PR #133, opened 2024-08-09
fix: Use correct .zshrc location when $ZDOTDIR set

keeakita:
Spawn a new shell process to get the value of $ZDOTDIR, if set. This is needed so Homebrew will install correctly for users who have moved their zsh config directory. Note that we cannot simply read this from the environment, as one of the common methods of setting this value (via ~/.zshenv), results in it being a shell variable and not entering the environment.

### DIFF
--- a/devenv/lib/fs.py
+++ b/devenv/lib/fs.py
@@ -1,15 +1,31 @@
 from __future__ import annotations
 
 import os
+import subprocess
 
 from devenv.constants import home
 from devenv.constants import shell
 from devenv.lib import proc
 
 
+def zdotdir() -> str:
+    # Note that we can't simply check os.environ; the most common way of setting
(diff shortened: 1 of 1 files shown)


devenv/lib/fs.py
```diff
@@ -1,15 +1,25 @@
...
+def zdotdir() -> str:
+    return subprocess.run(
+        [shell, "-c", "echo $ZDOTDIR"], text=True, capture_output=True
+    ).stdout.strip()
+
+
 def shellrc() -> str:
     if shell == "zsh":
-        return f"{home}/.zshrc"
+        dotdir = zdotdir()
```
joshuarli, line 19: I'd check for `~/.zshrc` to exist first so we don't have an extra subprocess for the common case.

Could you also add your PR description as a comment? It's not obvious.

joshuarli (approved):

= = = =

EXERCISE GOAL:
Only the number is wanted: how many lines in the data include the word "joshuarli"?

SOLUTION BELOW:
2